Tandoori chicken chaat salad, described as our rendition of an Indian street favorite, is a fine introduction to Indika's creative cuisine. Here, a bed of greens is transformed with slices of chicken roasted in a super-hot tandoori oven, chunks of potato and onions, black beans, a yogurt-cilantro dressing, croutons made of Indian flat bread, and a scatter of pomegranate seeds and dusting of cayenne pepper that lend color and crunch as well as flavor and zing.

That's my favorite salad, Jaisinghani confided as she glided by, and I'm not surprised.

Saag paneer, India's classic pureed spinach and cheese dish, is brighter than usual in both color and flavor and comes with big slabs of naan (Indian bread) that, perhaps in a nod to Southwestern cuisine, is made with cornmeal.

This version is just as addictive as the other kinds of naan that come with the entrees - unadorned, stuff with scallions, and sprinkled with melon and onion seeds.

Indika's culinary flair coupled with a fascination with tropical fruits produces a papaya-ginger chutney that really perks up the crabmeat samosas, which are pyramid-shaped rather than flat like empanadas and come bracingly alive with a dab of the thick, fruity, aromatic sauce. Cilantro chutney has a similarly invigorating effect on salmon tikkas (morsels of juicy salmon), which are accompanied by sweet-sour rings of pickled onion.

Grilled chicken breasts with a mango-chutney filling and a tomato-cream sauce reminiscent of Italy's crema rosa is a deluxe dish, but for flavor and originality duck tandoori with toasted almond curry is even better. The high heat in the tandoori oven made the skin nice and crisp, and the bird's meaty texture and rich flavor led my dinner companion to think the first bite was beef rather than duck.
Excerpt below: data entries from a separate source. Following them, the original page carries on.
PR #6018, opened 2024-07-11
feat: new telemetry events for connections

paula-stacho:
### Existing events

**Connection Imported - when new connections are imported**
added
- connection_ids

### New events
**Connection Disconnected**
- connection_id

**Connection Created - when a new connection is saved**
- connection_id
- color (optional)

**Connection Removed**
- connection_id

** UPDATE ** Removed active_connection_count and inactive_connection_count upon further discussion. We might add these later if needed.

### Checklist
- [ ] Documentation is changed or added --> https://docs.google.com/spreadsheets/d/1Wi7np8CooM0b3xPHZNd-iYst_DnKEo7FBswbnSXKoys/edit?gid=953290655#gid=953290655 

## Motivation and Context

- [ ] Bugfix
- [x] New feature
- [ ] Dependency update
- [ ] Misc

## Types of changes

- [ ] *Backport Needed*


packages/compass-connections/src/hooks/use-connection-repository.ts
```diff
@@ -89,18 +90,18 @@ export function useConnectionRepository(): ConnectionRepository {
...
         }
       });
 
       setNonFavoriteConnections((prevList) => {
-        if (areConnectionsEqual(prevList, nonFavoriteConnections)) {
+        if (areConnectionsEqual(prevList, newNonFavoriteConnections)) {
           return prevList;
         } else {
-          return nonFavoriteConnections;
+          return newNonFavoriteConnections;
```
paula-stacho, line 104: no change here, just touched this file while exploring some other options. there are higher scope consts with the name `favoriteConnections` and `nonFavoriteConnections`.

mcasimir:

As Jaisinghani assured my guest, the curry's flavor was robust but not painfully fiery, and it complemented the bird as well as the ruddy glass of Gramernon Cotes-du-Rhone 2000.

That sturdy wine would also have been a perfect complement to my superb plate of lamb (slices from the leg and two chops) with cashew-cardamom curry, but the house-specialty Kashmir Royale cocktail, a glass of champagne kissed with lychee fruit and a slice of lime floating on top, made a refreshing substitute.

The one vegetarian dish I tried, half a roasted eggplant filled with paneer (Indian white cheese), cashews, and chopped eggplant and served with roasted potatoes and vegetables, was as hearty and rewarding as the other entrees. And the desserts are as delicious as they are simple. Saffron cream, slivers of mango, and toasted pistachios ennoble a dish of humble tapioca pudding, and a dollop of blackberry sauce, a mound of fluffy mango mousse, and one quartered fig enrich a feather-light wedge of Grand Marnier cake.

Open for only two months, Restaurant Indika has already hit its considerable stride and is operating with great assurance and panache. I just hope I get to try everything on the menu before Jaisinghani makes any improvements. Or should I say changes, because Indian food doesn't get much better than this.

 

RATING:  fork fork fork (Treat yourself.)

FOOD: Brilliantly redefined Indian.

ATMOSPHERE: Cool, pared-down elegance.

SERVICE: Pleasantly soft-spoken and efficient.